ABOUT THIS TASK: With the line containing "Add execution permissions" as the start and the line containing "in a certification" as the end, transcribe that span of the entries below exactly, including both.

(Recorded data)
PR #41, opened 2024-08-28
Add execution permissions to `add_private_ppa.py`

boukeas:
Whenever `add_private_ppa.py` is used in a certification job (e.g. Realtime, ESM of FIPS jobs) its use is preceded by a `chmod +x add_private_ppa.py` line.

This small PR adds the `u+x` permission to the file so that this `chmod` line can be removed from certification jobs.


omar-selo (approved):
Looks good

PROBLEM SOLUTION:
Add execution permissions to `add_private_ppa.py`

boukeas:
Whenever `add_private_ppa.py` is used in a certification job (e.g. Realtime, ESM of FIPS jobs) its use is preceded by a `chmod +x add_private_ppa.py` line.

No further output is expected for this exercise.